PR #8609, opened 2022-05-13
Rely on Cypress to get Assertions correct

rogeruiz:
This attempts to remove the .then() and rather rely on the Assertions
that Cypress uses to block, wait, and retry while things change state.

### DIFF
--- a/cypress/integration/office/servicescounseling/servicesCounselingFlows.js
+++ b/cypress/integration/office/servicescounseling/servicesCounselingFlows.js
@@ -184,11 +184,7 @@ describe('Services counselor user', () => {
       cy.get('input[name="dependentsAuthorized"]').siblings('label[for="dependentsAuthorizedInput"]').click();
 
       // Edit allowances page | Save
-      cy.get('button')
-        .contains('Save')
-        .should('be.enabled')
-        .click()
-        .then(() => cy.get('button').should('be.disabled'));
+      cy.get('button').contains('Save').should('be.enabled').click().should('be.disabled');
     });
 
     cy.wait(['@patchAllowances']);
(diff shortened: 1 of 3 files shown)


cypress/integration/office/servicescounseling/servicesCounselingFlows.js
```diff
@@ -184,11 +184,7 @@ describe('Services counselor user', () => {
       cy.get('input[name="dependentsAuthorized"]').siblings('label[for="dependentsAuthorizedInput"]').click();
 
       // Edit allowances page | Save
-      cy.get('button')
-        .contains('Save')
-        .should('be.enabled')
-        .click()
-        .then(() => cy.get('button').should('be.disabled'));
+      cy.get('[data-testid="scAllowancesSave"]').should('be.enabled').click().should('be.disabled');
```
rogeruiz, line 187: > from my commit message

This attempts to remove the .then() and rather rely on the Assertions
that Cypress uses to block, wait, and retry while things change state.

[=> Here's where I read this from the Cypress documentation.](https://docs.cypress.io/guides/core-concepts/introduction-to-cypress#Assertions)

src/pages/Office/ServicesCounselingMoveAllowances/ServicesCounselingMoveAllowances.jsx
```diff
@@ -105,7 +105,7 @@ const ServicesCounselingMoveAllowances = () => {
       storageInTransit: Number(storageInTransit),
       organizationalClothingAndIndividualEquipment,
     };
-    mutateOrders({ orderID: orderId, ifMatchETag: order.eTag, body });
+    return mutateOrders({ orderID: orderId, ifMatchETag: order.eTag, body });
```
rogeruiz, line 108: > from my commit message

[Return `mutateOrders`] Which I believe is a Promise. In my research I saw that sometimes
isSubmitting is never changed which causes issues in our tests on
CircleCI but not locally. I stumbled across this GitHub Issue which
explained the problem pretty well. https://github.com/jaredpalmer/formik/issues/2442

jenniferlynparsons (approved):
This looks good!

Thought: This would be great to share out at the BE/FE check in or demo.

PR #8613, opened 2022-05-13
MB-12511: Remove usage of pkg/cli/vault and unused cmd/report-ecs

ahobson:
## Summary

The only uses of aws-vault as a dependency are in legacy parts of the code. Looks like we can nuke it use entirely

## Setup to Run Your Code

`make server_test`

I pushed this to experimental and was able to log in and browser around.


cmd/webhook-client/main.go
```diff
@@ -120,10 +121,8 @@ func InitRootConfig(v *viper.Viper) (*pop.Connection, *zap.Logger, error) {
 
 	var session *awssession.Session
 	if v.GetBool(cli.DbIamFlag) {
-		verbose := cli.LogLevelIsDebug(v)
```
gidjin, line 123: Question: Did you intend to delete the `verbose` variable that we used to pass to the AWSConfig? Or is there no equivalent?

pkg/cli/vault.go
```diff
@@ -1,164 +0,0 @@
-package cli
```
gidjin, line 1: Question: What was this file used for? 
I'm fine deleting things that have no purpose any longer just curious.

cmd/webhook-client/main.go
ahobson: I tried to follow the same pattern as in 2a642e62dd9f608174761d9d41ab66ed899c8450 and so I don't believe the verbose setting applies any more. Am I mistaken?

pkg/cli/vault.go
ahobson: I haven't been on the project long enough to know! 😉  As far as I can tell, we tried to build in some `aws-vault` functionality into the go code itself instead of relying on an external command.

cmd/webhook-client/main.go
rogeruiz: Yeah I see what you're doing here @ahobson. No `verbose` makes sense as we weren't using it for anything besides sending it to `GetAWSConfig()`.

rogeruiz (approved):
lgtm 🌈

Ran `make server_test` and started things up locally and everything was copacetic.

PR #8621, opened 2022-05-16
MB-11407 - Document when a TIO updates max billable weight

michaelvaldes-truss:
Since the TIO update to max billable weight may update two tables (entitlements for the weight update and moves for the tio_remarks update) there will be at least two rows in the move history table for this event and two corresponding event templates.

## Summary

After further investigation, changes to the acceptance criteria have been proposed, which should also be reviewed along with the feature itself.

## Setup to Run Your Code

<details>

##### Terminal 1

Start the UI locally.

```sh
make client_run
```

##### Terminal 2

Start the Go server locally.

```sh
make server_run
```

</details>

### Additional steps

1. Access the office app as a TIO
2. Navigate to a move with a payment request (e.g. locator = 'REWAYD')
3. Navigate to the 'Payment requests' tab and click the 'Review weights' button 
4. Edit the Max billable weight (e.g. reduce it by 1 lb), add a remark, and click 'Save changes'
5. Navigate to the 'Move history' tab
6. Verify that two rows are created and that they match the acceptance criteria of the story

### Frontend

## Screenshots
image


src/constants/moveHistoryEventTemplate.test.js
```diff
@@ -601,6 +603,34 @@ describe('moveHistoryEventTemplate', () => {
     });
   });
 
+  describe('when given an update billable weights as tio history record', () => {
+    const item = {
+      action: 'UPDATE',
+      changedValues: { authorized_weight: '7999' },
+      eventName: moveHistoryOperations.updateBillableWeightAsTIO,
+      tableName: 'entitlements',
```
YanZ777, line 611: **suggestion (non-blocking):** Lets use constants for the table names too here.

YanZ777 (approved):

src/constants/moveHistoryEventTemplate.test.js
```diff
@@ -601,6 +603,34 @@ describe('moveHistoryEventTemplate', () => {
     });
   });
 
+  describe('when given an update billable weights as tio history record', () => {
+    const item = {
+      action: 'UPDATE',
```
rogeruiz, line 608:
```suggestion
      action: dbActions.UPDATE,
```

src/constants/moveHistoryEventTemplate.test.js
rogeruiz: @YanZ777 does it make sense to do this for the `.test.js` file too? I noticed that the `historyLogUIDisplayName.js` module doesn't get imported into the main test file. I'm don't mind having these written out manually. But it's also possible that #8626 could address things like this so that we standardize on using the constants everywhere.

juliemoon (approved):
This looks good to me. I can see the authorized weight & max billable weight fields are updated. I've included a screen shot to document the ongoing conversation surrounding the detail column's Status: APPROVALS REQUESTED.
Screen Shot 2022-05-17 at 4 12 06 PM

src/constants/moveHistoryEventTemplate.test.js
YanZ777: I think we could go either way. I slightly lean towards using constants in the tests since I feel like those are not as important to decouple. Lets lump it in with #8626.

PR #8625, opened 2022-05-16
Convert remaining package tests to transactions

shimonacarvalho:
### Summary 

All packages that were found to clone the database converted, except those that needed substantial changes. Those were written into separate tickets and added to the epic. 

### Testing

Running all server tests should suffice

For more about the changes, please see https://transcom.github.io/mymove-docs/docs/backend/testing/running-server-tests-inside-a-transaction/

### DIFF
--- a/pkg/awardqueue/awardqueue.go
+++ b/pkg/awardqueue/awardqueue.go
@@ -97,13 +97,6 @@ func (aq *AwardQueue) assignPerformanceBandsForTSPPerformanceGroup(appCtx appcon
 	return nil
 }
 
-// waitForLock MUST be called within a transaction!
-func waitForLock(appCtx appcontext.AppContext, id int) error {
-
-	// obtain transaction-level advisory-lock
-	return appCtx.DB().RawQuery("SELECT pg_advisory_xact_lock($1)", id).Exec()
-}
-
 // NewAwardQueue creates a new AwardQueue
 func NewAwardQueue() *AwardQueue {
 	return &AwardQueue{}
--- a/pkg/migrate/migrate_test.go
+++ b/pkg/migrate/migrate_test.go
@@ -12,11 +12,12 @@ type MigrateSuite struct {
 	testingsuite.PopTestSuite
 }
 
+// This suite uses the high privileged role.
 func TestMigrateSuite(t *testing.T) {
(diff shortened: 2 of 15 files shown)


pkg/awardqueue/awardqueue.go
```diff
@@ -97,13 +97,6 @@ func (aq *AwardQueue) assignPerformanceBandsForTSPPerformanceGroup(appCtx appcon
 	return nil
 }
 
-// waitForLock MUST be called within a transaction!
-func waitForLock(appCtx appcontext.AppContext, id int) error {
-
-	// obtain transaction-level advisory-lock
-	return appCtx.DB().RawQuery("SELECT pg_advisory_xact_lock($1)", id).Exec()
-}
-
```
ahobson, line 106: I'm fine with this, but AFAICT, I don't think `AwardQueue` is even used anywhere any more. I wonder if we shouldn't remove it entirely?

pkg/migrate/migrate_test.go
```diff
@@ -12,11 +12,12 @@ type MigrateSuite struct {
 	testingsuite.PopTestSuite
 }
 
+// This suite uses the high privileged role.
 func TestMigrateSuite(t *testing.T) {
 	ms := &MigrateSuite{
 		PopTestSuite: testingsuite.NewPopTestSuite(
 			"migrate",
-			testingsuite.WithHighPrivPSQLRole(),
+			testingsuite.WithHighPrivPSQLRole(), // WithPerTestTransaction cannot be used in conjunction with the HighPrivPSQLRole
```
ahobson, line 20: Nice!

ahobson (approved):

pkg/awardqueue/awardqueue.go
shimonacarvalho: The whole package is unused? If so, I'll put in a ticket to remove entirely.

ahobson: I tried to search for usage of `AwardQueue` and I didn't find anything other than the award queue test

shimonacarvalho: Okay will create a separate pr to delete the whole pkg. Thanks!

PR #8631, opened 2022-05-17
[ MB-16007 ] Open Telemetry improvements for AWS XRay

ahobson:
## Summary

* Add some additional metrics for the db connection and database table size
* Configure otel logger and error handler so we can see errors
* Switch to the cumulative metric aggregator since the one we were using is no longer supported for many metrics
* Upgrade to a more recent aws-otel-collector
* If possible, add log annotation in AWS X-Ray format to allow for log correlation

## Setup to Run Your Code

Most of these changes are really only useful in AWS, and have been tested pretty extensively in the load test environment

- [x] Tested in the Loadtest environment (for changes to containers, app startup, or connection to data stores)


rogeruiz:
After talking to @ahobson about this, I would like to take this on to review this work with @transcom/truss-platform-team folks during Woo Team. Drew's happy to pair and help if we get stuck.

- This is sending more metrics to AWS 🎉.
- It would be nice to have our OpenTel Sidecar be deployed everywhere (lower priority).
  - We will eventually need to enable this in our ATO environments.
- The main goal of this OpenTel is to help debug things in our application logs.

go.mod
```diff
@@ -220,3 +221,6 @@ require (
 	pault.ag/go/othername v0.0.0-20190316144542-859caba4369b // indirect
 	pault.ag/go/piv v0.0.0-20190320181422-d9d61c70919c // indirect
 )
+
+// fix for https://github.com/open-telemetry/opentelemetry-go-contrib/issues/3166
+replace go.opentelemetry.io/contrib/detectors/aws/ecs => github.com/ahobson/opentelemetry-go-contrib/detectors/aws/ecs v0.0.0-20230214135558-6055125933d0
```
rogeruiz, line 226: Do you think we should have this fork live under the Transcom organization rather than your user @ahobson? I'm hoping this is only temporary but your PR has been sitting around for about a month or so. 

It's not an issue for it to live on your fork. Another option I see is maybe having it live in the Trussworks organization instead 🤷🏼.

ahobson: > Do you think we should have this fork live under the Transcom organization rather than your user @ahobson? I'm hoping this is only temporary but your PR has been sitting around for about a month or so.
> 
> It's not an issue for it to live on your fork. Another option I see is maybe having it live in the Trussworks organization instead 🤷🏼.

That's a great point. I keep thinking they are going to merge it in

ahobson: @rogeruiz hey hey! It's merged! PR updated

LeDeep (approved):
Looks good. Thanks for the walkthrough, yesterday. That was really helpful.

PR #8636, opened 2022-05-18
Use testing.T#Cleanup to simplify running tests in transactions

ahobson:
## Summary

By using the [Cleanup](https://pkg.go.dev/testing#T.Cleanup) function whenever a database connection is established for per test transaction, we can ensure it is closed and the transaction is rolled back. We no longer need to convert suite.T().Run to suite.Run!

The docs for how to convert/write transaction tests needs to be updated if we like this approach

## Setup to Run Your Code

```sh
make server_test
```

### DIFF
--- a/pkg/handlers/supportapi/move_task_order_test.go
+++ b/pkg/handlers/supportapi/move_task_order_test.go
@@ -72,11 +72,10 @@ func (suite *HandlerSuite) TestHideNonFakeMoveTaskOrdersHandler() {
 	params := move_task_order.HideNonFakeMoveTaskOrdersParams{
 		HTTPRequest: request,
 	}
-	handlerConfig := handlers.NewHandlerConfig(suite.DB(), suite.Logger())
 
 	suite.Run("successfully hide fake moves", func() {
 		handler := HideNonFakeMoveTaskOrdersHandlerFunc{
-			handlerConfig,
+			handlers.NewHandlerConfig(suite.DB(), suite.Logger()),
 			movetaskorder.NewMoveTaskOrderHider(),
 		}
 		var moves models.Moves
@@ -111,7 +110,7 @@ func (suite *HandlerSuite) TestHideNonFakeMoveTaskOrdersHandler() {
 		}
 		mockHider := &mocks.MoveTaskOrderHider{}
 		handler := HideNonFakeMoveTaskOrdersHandlerFunc{
-			handlerConfig,
+			handlers.NewHandlerConfig(suite.DB(), suite.Logger()),
 			mockHider,
 		}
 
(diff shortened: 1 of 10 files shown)


pkg/testingsuite/pop_suite.go
```diff
@@ -388,17 +387,25 @@ func (suite *PopTestSuite) DB() *pop.Connection {
 	if suite.usePerTestTransaction {
 		if suite.lowPrivConn == nil {
 			suite.lowPrivConn = suite.openTxnPopConnection()
+
+			// Any time a database connection is established, make sure we
+			// close it at the end of the test so that the transaction
+			// is rolled back. See txdb for more info
+			suite.T().Cleanup(func() {
```
shimonacarvalho, line 394: Interesting so does this mean
* suite.Run → rolls back the transaction after every subtest
* suite.T().Run → rolls back the transaction after every test (but not every subtest) (similar to RunWithRollback

pkg/handlers/supportapi/move_task_order_test.go
```diff
@@ -72,11 +72,10 @@ func (suite *HandlerSuite) TestHideNonFakeMoveTaskOrdersHandler() {
 	params := move_task_order.HideNonFakeMoveTaskOrdersParams{
 		HTTPRequest: request,
 	}
-	handlerConfig := handlers.NewHandlerConfig(suite.DB(), suite.Logger())
 
 	suite.Run("successfully hide fake moves", func() {
 		handler := HideNonFakeMoveTaskOrdersHandlerFunc{
-			handlerConfig,
+			handlers.NewHandlerConfig(suite.DB(), suite.Logger()),
```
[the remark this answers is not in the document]
ahobson: Yes! If you notice, the `handlerConfig` was being initialized outside the `suite.Run`

pkg/testingsuite/pop_suite.go
ahobson: First, let's agree on terminology :)

```go
func (suite *MySuite) TestMyThing() {
  t1 := initThingOne()
  suite.Run("It should do something") {
    suite.NoError(t1.Doit())
  }
}
```

I think the terminology is:
1. `TestMyThing` is a test
2. `It should do something` is a subtest

The `Cleanup` function runs when the `*testing.T` scope completes. If you look at the code for [suite.Run](https://github.com/stretchr/testify/blob/master/suite/suite.go#L82) you can see it creates a new `*testing.T` for each subtest, so that means the transaction is rolled back for each subtest.

Note that it also possible to do ...

```go
func (suite *MyPopSuite) TestMyThing() {
  db := suite.DB()
  // do things with the db
}
```

In this case, there's a `*testing.T` scope for the test and so the transaction will be rolled back at the end of the test.

I guess it does mean that if someone does ...

```go
func (suite *MyPopSuite) TestMyThing() {
  db := suite.DB()
  suite.Run("It should do something") {
    subtestDb := suite.DB()
  }
}

```

It looks like in that situation, the rollback would happen at the end of the test and the subtest would share the db connection. That's because we only open a new connection if one doesn't exist.

I can think of some things we might do to ensure that each `*testing.T` gets its own DB connection. It would be a good safety measure to make sure tests aren't accidentally re-using connections.

Thank you for asking such good questions!

shimonacarvalho: First up I agree with your terminology for test and subtest.

Your description seems to cover what `suite.Run()` does. 

My question is, what does `suite.T().Run` do once you make this change? Because that's something that lingers in the code base.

_ _ _ _

WORK ITEM —
A bare number is all that is asked for: the count of lines above that include "TestMyThing".

WRITTEN SOLUTION —
4